Every line of the records below that holds the word "good" should be copied out.

> [THE DATA]:
Segment Open
PR #176, opened 2021-03-30
Use aqp::checkHzDepthLogic for horizon depth logic checks

brownag:


R/simplifyArtifactData.R
```diff
@@ -6,75 +6,75 @@
...
-  
+
+
   ## split flat/nonflat
   idx <- grep('^flat', x$huartshp, ignore.case = TRUE, invert=TRUE)
   arts <- x[idx, ]
-  
+
   idx <- grep('^flat', x$huartshp, ignore.case = TRUE)
   farts <- x[idx, ]
```
dylanbeaudette, line 31: busted

dylanbeaudette (approved):
Thanks for doing this. Do you want have or want before / after sample data set for comparisons? I figured that this is part of your process but happy to send something over.

R/simplifyArtifactData.R
brownag: ?

brownag:
I am in the process of testing the more unusual methods. All NASIS things work without error, per the routine I have for testing all the different query methods. It is not convenient for me to work with your before/after datasets, but feel free to let me know if any of the following methods are not working as expected:

brownag:
Tested and seems to be working as expected for `fetchNASIS('pedon_report')` and `fetchPedonPC`/`getHzErrorsPedonPC` PedonPC .accdb containing new CA750 pedons from @jskovlin

R/simplifyArtifactData.R
dylanbeaudette: a joke, the variable name caught my eye and my inner 8 year old liked it.

dylanbeaudette:
> I am in the process of testing the more unusual methods. All NASIS things work without error, per the routine I have for testing all the different query methods. It is not convenient for me to work with your before/after datasets, but feel free to let me know if any of the following methods are not working as expected: fetchNASIS_report, fetchPedonPC, getHzErrorsPedonPC

I have no good ways to test those three functions, sorry.

Is the before / after testing part of this process? If not then I am offering some assistance. If it is, then feel free to ignore.

PR #180, opened 2021-04-08
adding interface to formative element grids

dylanbeaudette:


dylanbeaudette:
Formative element grids are created from the formative element dictionaries in {SoilTaxonomy}. Like this:

```r
library(SoilTaxonomy)
data('ST_formative_elements')

## subgroup
sg <- ST_formative_elements$subgroup

# remove missing connotation
sg <- sg[which(sg$connotation != ''), ]

# remove 'typic'
sg <- sg[which(sg$element != 'typic'), ]

x <- split(sg, sg$connotation)

sg.rules <- lapply(x, function(i) {
  e <- sprintf("LOWER(taxsubgrp) ~ '^%s'", i$element)
  exp <- paste(e, collapse = ' OR ')
  
  # use the first element name, avoiding duplication
  res <- data.frame(
    id = i$element[1],
    exp = exp,
    elements = paste(i$element, collapse = '/'),
    connotation = i$connotation[1],
    stringsAsFactors = FALSE
  )
  
  return(res)
})

sg.rules <- do.call('rbind', sg.rules)
sg.rules <- sg.rules[order(sg.rules$id), ]

# save to CSV for iteration over via GNU parallel / psql client

# make associated manual pages
cat(paste0(sprintf("  * %s: (%s) %s", sg.rules$id, sg.rules$elements, sg.rules$connotation), collapse = '\n'))
```

dylanbeaudette:
> Yep, I commented on it before I properly realized that it is more of a SoilTaxonomy dataset issue. I think what you did above was fine in that it follows the correct pattern of using the last occurrence as exists in current LUT.
> 
> I guess I am just wondering if it just be that the second instance is "thapt" not "thapto"? We might be able to remove most of these and just use the roots. I didn't really re-define the lookup table at all when I revamped the way `FormativeElements` worked, perhaps the definitions could just be simpler overall.

I'd like to refine the formative elements dictionaries and methods in SoilTaxonomy after this PR is merged. We can clarify the 'thatp' issue when adding all of the missing SG formative elements (https://github.com/ncss-tech/SoilTaxonomy/issues/5). Long-term the creation / documentation of these grids will be based on a more specific organization of the concepts, keyed to unique formative element IDs or "roots".

brownag (approved):
I think these grid names should be good to go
Segment Closed
> [TASK RESPONSE]:
I have no good ways to test those three functions, sorry.
I think these grid names should be good to go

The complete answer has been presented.